Chatham Sends Letter To Fish and Wildlife Service Over Controversial Boundry Claim

KA_Chatham_town offices 2_110615CHATHAM – A letter from the Town of Chatham to the U.S. Fish and Wildlife Service reiterates the town’s position that federal government does not have a claim to the open waters and submerged lands to the west of the Monomoy Wildlife Refuge.

The dispute is the latest in a series of clashes between the town and the Fish and Wildlife Service after the release of the 15-year management plan for the Monomoy National Wildlife Refuge.

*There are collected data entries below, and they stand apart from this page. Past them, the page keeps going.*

PR #317, opened 2023-02-17
softnpu: handle cpu/aux port

rcgoodfellow:
In `tfportd`/`tfport` based environments, a CPU/AUX port is now present. This device is not emulated by softnpu. However, we do need to be aware of and gracefully handle packets from this port, which has an index that is outside the range of normal softnpu ports.

All of the changes in the 2nd commit of this PR are taking care of clippy issues.

### DIFF
--- a/lib/propolis/src/hw/virtio/softnpu.rs
+++ b/lib/propolis/src/hw/virtio/softnpu.rs
@@ -582,7 +582,7 @@ impl PacketHandler {
         log: &Logger,
     ) {
         if usize::from(port) >= data_handles.len() {
-            error!(log, "port out of range {} > {}", port, data_handles.len());
+            error!(log, "port out of range {} >= {}", port, data_handles.len());
             return;
         }
         // get the dlpi handle for this port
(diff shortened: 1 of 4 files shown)


lib/propolis/src/hw/virtio/softnpu.rs
```diff
@@ -569,12 +575,16 @@ impl PacketHandler {
...
-    fn send_packet_to_ext_port<'a>(
-        pkt: &mut packet_out<'a>,
+    fn send_packet_to_ext_port(
+        pkt: &mut packet_out<'_>,
         data_handles: &Vec<dlpi::DlpiHandle>,
         port: u16,
         log: &Logger,
     ) {
+        if usize::from(port) >= data_handles.len() {
+            error!(log, "port out of range {} > {}", port, data_handles.len());
```
luqmana, line 585:
```suggestion
            error!(log, "port out of range {} >= {}", port, data_handles.len());
```

nit: make the log output match the actual condition

luqmana (approved):

Issue #252, opened 2022-11-18
Migration sources shouldn't auto-resume after a failed migration


gjcolombo:
Today a migration failure automatically resumes the VM on the source: https://github.com/oxidecomputer/propolis/blob/5b25d1d2241405e85e2ab6806cbf13a1fdd45001/bin/propolis-server/src/lib/vm.rs#L1028-L1037

This is incorrect if the migration failed in a way that was destructive to the VM on the source. For example, if the target's Crucible backends connected downstairs and then the migration failed, the source can't resume because its Crucible connections will have been evicted.

The simplest solution to this is to mark the migration and instance as failed when this happens. A slightly more sophisticated solution is to let the control plane try to reason about what happened and recover if possible (it might need to send new backend configuration to the source first). An even more sophisticated solution is to automatically recover only if the target says that it's safe.

gjcolombo:
I think this bug is obsolete, at least for MVP, because the following condition won't apply:

> This is incorrect if the migration failed in a way that was destructive to the VM on the source.

Currently, the migration protocol doesn't work this way: the destination doesn't do anything destructive until it sees that migration has succeeded. The control plane-level migration procedure specified in RFD 361 relies on this property; it assumes that if migration fails, the migration source will simply resume (and send an appropriate state update) without any help from the control plane.

We can reopen this or change this behavior later but will need to decide what that implies for the control plane's migration logic.

PR #325, opened 2023-02-28
propolis-server: simplfy parts of the VM state driver

gjcolombo:
Today, an instance's VM controller owns the objects that record and publish an instance's externally visible instance state and its migration state, even though these statuses are logically owned by the VM state driver. This forces the state driver to call up to the VM controller every time it wants to update the externally-visible instance state.

Simplify matters as follows:

- Make the VM state driver own the sender side of the external state channel. Get rid of the `next_external` variable in the state driver loop; just publish to the channel directly when external state changes.
- Introduce a similar channel for migration state, also owned by the VM state driver. Add a bit of state to the VM controller to allow it to report on migrations that an external caller has requested but that the involved Propolises have not yet started.
- Remove the obsolete `StateDriverVmController` functions. The unit tests that set expectations on these mocks can now just read the states published by the state drivers under test.

Also remove the commented-out unit test for #252, since that issue is obsolete.

### DIFF
--- a/bin/propolis-server/src/lib/vm/mod.rs
+++ b/bin/propolis-server/src/lib/vm/mod.rs
@@ -169,6 +169,9 @@ pub(crate) struct VmObjects {
     /// A notification receiver to which the state worker publishes the most
     /// recent instance state and state generation.
     monitor_rx: tokio::sync::watch::Receiver<ApiMonitoredState>,
+
+    migrate_state_rx:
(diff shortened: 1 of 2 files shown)


jordanhendricks (approved):
Sorry for the delay in getting to this -- looks good, and I think this simplifies things a lot. Thanks!

gjcolombo:
Thanks for the review!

The final draft does not include a number of proposals that the town objected to, most notably the federal government’s claim of more than 700 acres of South Beach.

But the plan does still include the claim of the Nantucket Sound waters west of Monomoy, which local officials believe could threaten fishing and shellfishing in the area.

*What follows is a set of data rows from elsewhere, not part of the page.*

PR #327, opened 2023-03-02
Actually make use of bhyve and viona API versions

pfmooney:
Both bhyve (the kernel vmm portion) and viona expose version information as it relates to their respective ioctl APIs.  Although there are few (read: none) guarantees about one can depend on when it comes to inferring compatibility from said versions, it does provide some modicum of protection against weird behavior when expectations of those interfaces differ between propolis and the underlying OS.

### DIFF
--- a/bin/propolis-server/src/main.rs
+++ b/bin/propolis-server/src/main.rs
@@ -2,7 +2,7 @@
 #![cfg_attr(usdt_need_asm, feature(asm))]
 #![cfg_attr(all(target_os = "macos", usdt_need_asm_sym), feature(asm_sym))]
 
-use anyhow::anyhow;
+use anyhow::{anyhow, Context};
 use clap::Parser;
 use dropshot::{
     ConfigDropshot, ConfigLogging, ConfigLoggingLevel, HttpServerStarter,
@@ -87,25 +87,7 @@ async fn main() -> anyhow::Result<()> {
             )?;
 
             // Check that devices conform to expected API version
-            use propolis::api_version;
-            if let Err(e) = api_version::check() {
-                match e {
-                    api_version::Error::Io(io_err) => {
-                        slog::error!(log, "Error checking API versions");
-                        return Err(io_err.into());
-                    }
-                    api_version::Error::Mismatch(comp, act, exp) => {
-                        slog::error!(
-                            log,
-                            "Inadequate {} API version {} < {}",
-                            comp,
-                            act,
-                            exp
-                        );
-                        return Err(e.into());
-                    }
-                }
-            }
+            propolis::api_version::check().context("API version checks")?;
 
             let vnc_server = setup_vnc(&log, vnc_addr);
             let vnc_server_hdl = vnc_server.clone();
--- a/bin/propolis-server/src/main.rs
+++ b/bin/propolis-server/src/main.rs
@@ -87,13 +87,24 @@ async fn main() -> anyhow::Result<()> {
             )?;
 
             // Check that devices conform to expected API version
-            if let Err(e) = propolis::vmm::version::check() {
-                slog::error!(log, "Error checking VMM API version");
-                return Err(e.into());
-            }
-            if let Err(e) = propolis::hw::virtio::viona::version::check() {
-                slog::error!(log, "Error checking viona API version");
-                return Err(e.into());
+            use propolis::api_version;
+            if let Err(e) = api_version::check() {
+                match e {
+                    api_version::Error::Io(io_err) => {
+                        slog::error!(log, "Error checking API versions");
+                        return Err(io_err.into());
+                    }
+                    api_version::Error::Mismatch(comp, act, exp) => {
+                        slog::error!(
+                            log,
+                            "Inadequate {} API version {} < {}",
+                            comp,
+                            act,
+                            exp
+                        );
+                        return Err(e.into());
+                    }
+                }
             }
 
             let vnc_server = setup_vnc(&log, vnc_addr);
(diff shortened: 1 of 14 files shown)


bin/propolis-server/src/main.rs
```diff
@@ -86,6 +86,16 @@ async fn main() -> anyhow::Result<()> {
                 |error| anyhow!("failed to create logger: {}", error),
             )?;
 
+            // Check that devices conform to expected API version
+            if let Err(e) = propolis::vmm::version::check() {
+                slog::error!(log, "Error checking VMM API version");
+                return Err(e.into());
+            }
+            if let Err(e) = propolis::hw::virtio::viona::version::check() {
```
luqmana, line 94: Perhaps merge these checks into a single method the main propolis lib exports? Having every consumer explicitly check for sub component versions (like viona) seems like we're overly leaking some implementation details.

pfmooney: The versioning for those two components are independent, so the consumer may want to make differing decisions about what's required.  (I almost made the propolis-standalone version check to see if there was even a viona device in the config in order to trigger the check)

luqmana: Hmm, perhaps something like:

```rust
pub enum VersionError {
    Io(std::io::Error),
    VmmMismatch(u32, u32),
    ComponentMismatch(&'static str, u32, u32),
}

fn version_check() -> Result<(), VersionError> {
    vmm_version::check()?;
    viona_version::check()?;
    Ok(())
}
```

With appropriate from impls for vmm/viona version errors, e.g.:
```rust
impl From<viona_version::VersionError> for VersionError {
    fn from(err: viona_version::VersionError) -> Self {
        use viona_version::VersionError as VionaVerErr;
        match err {
            VionaVerErr::Io(e) => VersionError::Io(e),
            VionaVerErr::Mismatch(a, b) => VersionError::ComponentMismatch("viona", a, b),
        }
    }
}
```

So server can just fail on error from `version_check` but standalone can check for viona (either just the string or replace with another enum if you want) specific errors and ignore them if it wants.

pfmooney: How's the reworked stuff look?

bin/propolis-standalone/src/main.rs
```diff
@@ -863,6 +863,32 @@ fn setup_instance(
...
+            // user decide if they want to quit
+            slog::error!(
+                log,
+                "{} API version mismatch {} != {}",
+                comp,
+                act,
+                exp
+            );
+        }
+        _ => {}
```
luqmana, line 886: No other variants right? I'd just remove to make sure any new additions don't silently pass here.

bin/propolis-standalone/src/main.rs
```diff
@@ -887,6 +913,12 @@ fn main() -> anyhow::Result<()> {
 
     let (log, _log_async_guard) = build_log();
 
+    // Check that vmm and viona device version match what we expect
+    if let Err(e) = api_version_checks(&log) {
+        slog::error!(&log, "IO error during API version checks");
+        return Err(e.into());
+    }
```
luqmana, line 920: The error's already going to be outputted to stderr so I'd just skip the extra log here:
```suggestion
    api_version_checks(&log).context("API version checks")?;
```

bin/propolis-server/src/main.rs
```diff
@@ -86,6 +86,27 @@ async fn main() -> anyhow::Result<()> {
...
+                        slog::error!(
+                            log,
+                            "Inadequate {} API version {} < {}",
+                            comp,
+                            act,
+                            exp
+                        );
+                        return Err(e.into());
+                    }
+                }
```
luqmana, line 107: You already have a Display impl so can just use that for the log too:
```suggestion
                slog::error!(log, "API version check failed: {}", e);
                return Err(e.into());
```

luqmana: Or alternatively just skip the log altogether and do something like mentioned in the standalone case.

crates/bhyve-api/src/lib.rs
```diff
@@ -151,3 +163,43 @@ unsafe fn ioctl(
 ) -> Result<i32> {
     Err(Error::new(ErrorKind::Other, "illumos required"))
 }
+
+/// Convenience constants to provide some documentation on what changes have
```
luqmana, line 167: Thanks for the great summary!

crates/viona-api/sys/src/lib.rs
```diff
@@ -65,5 +65,10 @@ mod structs {
     }
 }
 
+/// This is the viona interface version which viona_api expects to operate
+/// against.  All constants and structs definied by the crate are done so in
```
luqmana, line 69: nit: `defined`

luqmana (approved):
Thanks, a couple small comments but otherwise lgtm

bin/propolis-standalone/src/main.rs
pfmooney: Filled out w/ the Ok case so new error cases will result in attention being required

bin/propolis-standalone/src/main.rs
pfmooney: Done

bin/propolis-server/src/main.rs
pfmooney: Yeah, I just went to the `context()` case

crates/viona-api/sys/src/lib.rs
pfmooney: Done

crates/bhyve-api/src/lib.rs
pfmooney: NP!  It's for our future selves.

pfmooney:
Merged in 50343abd8b1987acb2f242fa64eb2dd3cef94382

PR #330, opened 2023-03-08
Make migration status available after migration out

### LINKED ISSUE #288: Can't query migration status on a migration source after a successful migration
propolis-server configures itself to tear down its current VM controller when the VM contained within it stops: https://github.com/oxidecomputer/propolis/blob/9af863c1b00e5c5083f9321f01fd1dcba174e0fd/bin/propolis-server/src/lib/server.rs#L479-L484

It is possible to query instance status even after this because `ServiceProviders::stop` and `instance_get_common` do some extra work to hold onto a VM's properties and status channel even after the controller goes away.

No such affordance exists for live migration, though, so querying migrate status for an instance that stopped due to a successful live migration will fail. There should be such an affordance.

gjcolombo:
Use a similar technique to what we use for instance states: when a server drops its VM controller, clone the receiver side of the migration state channel and use the clone to answer subsequent migration state queries.

Tested with ad hoc live migrations & new PHD tests.

Fixes #288.

### DIFF
--- a/bin/propolis-server/src/lib/server.rs
+++ b/bin/propolis-server/src/lib/server.rs
@@ -9,6 +9,7 @@ use std::convert::TryFrom;
 use std::sync::Arc;
 use std::{collections::BTreeMap, net::SocketAddr};
 
+use crate::migrate::MigrateError;
 use crate::serial::history_buffer::SerialHistoryOffset;
 use dropshot::{
     channel, endpoint, ApiDescription, HttpError, HttpResponseCreated,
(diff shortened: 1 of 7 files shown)


bin/propolis-server/src/lib/server.rs
```diff
@@ -102,8 +104,11 @@ pub enum VmControllerState {
         /// outgoing controller can publish new state changes even after the
         /// server has dropped its reference to it (its state worker may
         /// continue running for a time).
-        watcher:
+        state_watcher:
             tokio::sync::watch::Receiver<api::InstanceStateMonitorResponse>,
+
+        migrate_state_watcher:
```
jordanhendricks, line 110: nit: doc comment here too?

jordanhendricks (approved):
thank you for fixing this! definitely an annoying papercut as someone running a lot of migrations.

one small comment but otherwise LGTM

bin/propolis-server/src/lib/server.rs
gjcolombo: Good call. Done in 9166b92.

gjcolombo:
Thanks as always for the review! Will merge once the CI run is done.

PR #342, opened 2023-03-12
Add comment about matching crucible version

leftwo:
Added some language to indicate that the crucible version should match what propolis was compiled with.


jordanhendricks (approved):
thanks!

While the proposal does allow for continued fishing activities, selectmen are concerned that a provision in the plan could allow for federal officials to regulate shellfishing in the future. The town has argued that they have been good stewards of the area for generations.

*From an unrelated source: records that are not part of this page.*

PR #343, opened 2023-03-13
server: simplify logic for accepting/rejecting external API requests

### LINKED ISSUE #284: Updates to a VM controller's `lifecycle_stage` are race-prone

### LINKED ISSUE #341: Requests to migrate into an instance are not idempotent
https://github.com/oxidecomputer/propolis/blob/d9434e54f8695b2c0e2f4f47c98c11095479e0e1/bin/propolis-server/src/lib/vm/mod.rs#L779-L800

The first request to migrate into an instance sets the lifecycle stage to "MigratePending" and so blocks future requests to become a migration target. The migration saga will generally assume these requests are idempotent, since it has a step that issues them.

I have some local changes drafted that should help address this.

gjcolombo:
**Reviewer note:** This might be a little more digestible when reviewed as a series of commits.

---

Simplify the propolis-server VM controller's logic for deciding what external API requests to accept or reject. The commit descriptions in this PR's commits explain the changes in more detail, but to summarize:

Currently, the propolis-server VM controller maintains some high-level state (a "lifecycle stage" and accompanying flags) and matches on that state to decide how to handle incoming external API requests. This code has some idempotency bugs (#284, #341), is hard to read, and requires a bunch of extra upcalls in the state driver -> VM controller interface (because the state can change both when requests are queued and when they are completed).

To fix this, introduce an "external request queue" module that serves the same function as the old lifecycle stage code. Instead of keeping track of VM states, the queue receives requests and VM state changes as inputs and stores as state the dispositions it should give new external requests as they come in. The queue is directly shared by the VM controller and state driver so that the latter doesn't have to call up to the former to get at the queue.

Also rearrange some state driver code for readability (move logic out of the top-level dispatch loop into callees).

After this some follow-up work is required to make sure we publish all the right states at the right times (and that publishing the "Failed" state has the correct semantics), especially when completing migrations.

Fixes #284. Fixes #341.

### DIFF
--- a/bin/propolis-server/src/lib/vm/request_queue.rs
+++ b/bin/propolis-server/src/lib/vm/request_queue.rs
@@ -264,11 +264,11 @@ impl ExternalRequestQueue {
             // Requests to reboot don't affect whether operations can be
             // performed.
             ExternalRequest::Reboot => {
-                assert!(matches!(
-                    self.allowed.migrate_as_target,
-                    Disposition::Deny(_)
-                ));
                 assert!(matches!(self.allowed.start, Disposition::Ignore));
+                assert!(!matches!(
+                    self.allowed.migrate_as_target,
+                    Disposition::Enqueue
+                ));
             }
 
             // Queueing a request to stop an instance disables any other
--- a/bin/propolis-server/src/lib/vm/request_queue.rs
+++ b/bin/propolis-server/src/lib/vm/request_queue.rs
@@ -1,4 +1,21 @@
-#![allow(dead_code)]
+//! Handles requests to change a Propolis server's state via the external API.
+//!
+//! An instance accepts or rejects requests to change state based on a
+//! combination of its current state and its knowledge of the requests it has
+//! previously queued but not processed yet. The latter knowledge is used to
+//! reject requests that will never be fulfilled (because they're preceded by an
+//! action that will forbid them; consider rebooting after stopping) or that may
+//! need be to redirected to a migration target.
+//!
+//! The queue maintains a disposition for each kind of request that can be sent
+//! to it, which allows that request to be enqueued, denied, or silently ignored
+//! (for idempotency purposes). These dispositions can change as new requests
+//! are queued. The queue also provides callbacks to the VM state driver that
+//! allow the driver to advise the queue of state changes that further affect
+//! what requests should be accepted.
+//!
+//! Users who want to share a queue must wrap it in the synchronization objects
+//! of their choice.
 
 use std::collections::VecDeque;
 
@@ -93,20 +110,27 @@ pub enum RequestDeniedReason {
     InstanceFailed,
 }
 
+/// The possible methods of handling a request to queue a state change.
 #[derive(Copy, Clone, Debug)]
-pub enum RequestDisposition {
+enum RequestDisposition {
+    /// Put the state change on the queue.
     Enqueue,
+
+    /// Drop the state change silently.
     Ignore,
+
+    /// Deny the request to change state.
     Deny(RequestDeniedReason),
 }
 
+/// The current disposition for each kind of incoming request.
 #[derive(Debug)]
-pub struct AllowedRequests {
-    pub migrate_as_target: RequestDisposition,
-    pub start: RequestDisposition,
-    pub migrate_as_source: RequestDisposition,
-    pub reboot: RequestDisposition,
-    pub stop: RequestDisposition,
+struct AllowedRequests {
+    migrate_as_target: RequestDisposition,
+    start: RequestDisposition,
+    migrate_as_source: RequestDisposition,
+    reboot: RequestDisposition,
+    stop: RequestDisposition,
 }
 
 #[derive(Debug)]
@@ -117,6 +141,7 @@ pub struct ExternalRequestQueue {
 }
 
 impl ExternalRequestQueue {
+    /// Creates a new queue that logs to the supplied logger.
     pub fn new(log: Logger) -> Self {
         Self {
             queue: VecDeque::new(),
@@ -135,14 +160,17 @@ impl ExternalRequestQueue {
         }
     }
 
+    /// Pops the request at the front of the queue.
     pub fn pop_front(&mut self) -> Option<ExternalRequest> {
         self.queue.pop_front()
     }
 
+    /// Indicates whether the queue is empty.
     pub fn is_empty(&self) -> bool {
         self.queue.is_empty()
     }
 
+    /// Asks to place the supplied request on the queue.
     pub fn try_queue(
         &mut self,
         request: ExternalRequest,
@@ -249,6 +277,8 @@ impl ExternalRequestQueue {
         Ok(())
     }
 
+    /// Notifies the queue that its instance is now running. This allows
+    /// requests to reboot and migrate out of the instance.
     pub fn notify_instance_running(&mut self) {
         info!(
             self.log,
@@ -258,6 +288,8 @@ impl ExternalRequestQueue {
         self.allowed.reboot = RequestDisposition::Enqueue;
     }
 
+    /// Notifies the queue that its instance has stopped. This blocks all new
+    /// requests except requests to stop, which are ignored.
     pub fn notify_instance_stopped(&mut self) {
         info!(self.log, "Instance is stopped, denying all actions");
         self.allowed.migrate_as_target =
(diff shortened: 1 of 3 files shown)


bin/propolis-server/src/lib/vm/request_queue.rs
```diff
@@ -0,0 +1,358 @@
...
+    #[error(
+        "The requested operation cannot be performed on a migration source"
+    )]
+    InvalidRequestForMigrationSource,
+
+    #[error("The instance is preparing to stop")]
+    HaltPending,
+
+    #[error("The instance failed to start or halted due to a failure")]
+    InstanceFailed,
```
jordanhendricks, line 110: a bit nitty, but I think I would prefer if these errors are a bit less verbose, such as removing The/A at the beginning

bin/propolis-server/src/lib/vm/request_queue.rs
```diff
@@ -0,0 +1,358 @@
...
+}
+
+/// The possible methods of handling a request to queue a state change.
+#[derive(Copy, Clone, Debug)]
+enum RequestDisposition {
+    /// Put the state change on the queue.
+    Enqueue,
+
+    /// Drop the state change silently.
```
jordanhendricks, line 119: I know this is mentioned elsewhere, but I would mention this disposition exists for idempotency purposes here.

bin/propolis-server/src/lib/vm/request_queue.rs
```diff
@@ -0,0 +1,358 @@
...
+        };
+
+        info!(&self.log, "queuing external request";
+              "request" => ?request,
+              "disposition" => ?disposition);
+
+        // At this point the request will be queued. Queuing some requests
+        // logically forecloses on other kinds of requests. Update the
+        // dispositions of these requests, then queue the request.
+        match request {
```
jordanhendricks, line 210: When reading this piece of this method, I found myself wanting a table helping me translate the request and the set of allowed states after we enqueue it. This was particularly true where the resulting disposition of a request type would be implicit.

What would you think about matching on the request and returning from the `match` the AllowedRequests struct that would be associated with it? That might make it easier to grok reading this, since you can walk up to the function and quickly glean what the resulting dispositions will be.

For example, for the `MigrateAsTarget` case, something like:
```
let allowed_requests = match request {
    ExternalRequest::MigrateAsTarget { .. } => {
        AllowedRequests {
            migrate_as_target: Disposition::Ignore,
            start: Disposition::Ignore,
            migrate_as_source: Disposition::Deny(DenyReason::MigrateTargetInProgress),
            reboot: Disposition::Deny(DenyReason::MigrateTargetInProgress),
            stop: Disposition::Enqueue,
        }
    },

// ... handle other request types

};
```

bin/propolis-server/src/lib/vm/request_queue.rs
```diff
@@ -0,0 +1,358 @@
...
+        info!(self.log, "Instance has failed, denying all actions");
+        self.allowed.migrate_as_target =
+            RequestDisposition::Deny(RequestDeniedReason::InstanceFailed);
+        self.allowed.start =
+            RequestDisposition::Deny(RequestDeniedReason::InstanceFailed);
+        self.allowed.migrate_as_source =
+            RequestDisposition::Deny(RequestDeniedReason::InstanceFailed);
+        self.allowed.reboot =
+            RequestDisposition::Deny(RequestDeniedReason::InstanceFailed);
+    }
```
jordanhendricks, line 331: We could also do something similar here -- return a new AllowedRequests struct to wholesale replace the existing one.

bin/propolis-server/src/lib/vm/request_queue.rs
```diff
@@ -0,0 +1,358 @@
...
+
+    /// Indicates whether the queue would allow a request to migrate into this
+    /// instance. This can be used to avoid setting up migration tasks for
+    /// requests that will ultimately be denied.
+    pub fn migrate_as_target_allowed(&self) -> Result<(), RequestDeniedReason> {
+        match self.allowed.migrate_as_target {
+            RequestDisposition::Enqueue => Ok(()),
+            RequestDisposition::Ignore => {
+                panic!("requests to migrate as target should not be ignored")
```
jordanhendricks, line 340: this feels more like an `assert!`?

bin/propolis-server/src/lib/vm/request_queue.rs
```diff
@@ -0,0 +1,358 @@
...
+    }
+
+    /// Indicates whether the queue would allow a request to migrate out of this
+    /// instance. This can be used to avoid setting up migration tasks for
+    /// requests that will ultimately be denied.
+    pub fn migrate_as_source_allowed(&self) -> Result<(), RequestDeniedReason> {
+        match self.allowed.migrate_as_source {
+            RequestDisposition::Enqueue => Ok(()),
+            RequestDisposition::Ignore => {
+                panic!("requests to migrate as source should not be ignored")
```
jordanhendricks, line 353: same here

bin/propolis-server/src/lib/vm/state_driver.rs
```diff
@@ -124,17 +128,9 @@ where
...
         loop {
-            let event = self.controller.wait_for_next_event();
-            let outcome = self.handle_event(event, &mut next_lifecycle);
-
-            if let Some(next_lifecycle) = next_lifecycle.take() {
-                self.controller.set_lifecycle_stage(next_lifecycle);
-            }
-
+            let event = self.shared_state.wait_for_next_event();
+            let outcome = self.handle_event(event);
```
jordanhendricks, line 133: This pattern is definitely much cleaner than what was here before -- it looks nice!

jordanhendricks (commented):
This looks pretty good! I really like how much simpler this makes the event handling to follow. A couple review comments for now.

gjcolombo:
Thanks @jordanhendricks! Commit 20c2a32 should address all the feedback above. I also tacked on some unit tests in 318fbc4 (including one covering some behavior that was incorrect in the original change...).

bin/propolis-server/src/lib/vm/request_queue.rs
gjcolombo: I really like the way this worked out--thanks for suggesting it!

gjcolombo:
Hmm, that vmm handle leak in the PHD run is new... Will look into it.

gjcolombo:
> Hmm, that vmm handle leak in the PHD run is new... Will look into it.

This is a regression in the last batch of changes. Working on a fix.

gjcolombo:
The bug was a copy-and-paste error. Transitioning to a Failed state (which we now do in this PR when migration in fails) used to preserve the last disposition for requests to stop, which (in the relevant PHD tests) was Enqueue. 20c2a32 broke this and changed it to Ignore. e0d8da2 fixes the problem and adds a unit test. With any luck the PHD run will come out clean this time.

bin/propolis-server/src/lib/vm/request_queue.rs
```diff
@@ -0,0 +1,549 @@
...
+    /// instance. This can be used to avoid setting up migration tasks for
+    /// requests that will ultimately be denied.
+    ///
+    /// # Return value
+    ///
+    /// - `Ok(true)` if the request will be queued.
+    /// - `Ok(false)` if the request is allowed for idempotency reasons but will
+    ///   not be queued.
+    /// - `Err` if the request is forbidden.
+    pub fn migrate_as_target_will_enqueue(
```
jordanhendricks, line 245: Thanks for this -- I like this naming better than the original version.

jordanhendricks (approved):

bin/propolis-server/src/lib/vm/request_queue.rs
jordanhendricks: glad to hear it! I like the way the new version looks, too.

“It’s spot on. It’s absolutely a great letter,” Chairman of the Board of Selectmen Seth Taylor said of the letter written by the town’s counsel, Natural Resources Director Robert Duncanson, and Jeff Pike, a consultant hired by the town to address the Monomoy plan. “It doesn’t nip around the corners and is an excellent foundation for us to continue if they remain recalcitrant, which I expect they will.”

Attorney General Maura Healey’s office agrees with Chatham’s position, and has threatened legal action if Fish and Wildlife does not drop its claim.

Selectmen will wait until the plan is finalized before deciding whether to take legal action. The comment period for the draft proposal ended earlier this month.

Chatham officials traveled to Washington D.C. in April to lobby representatives over the original plan.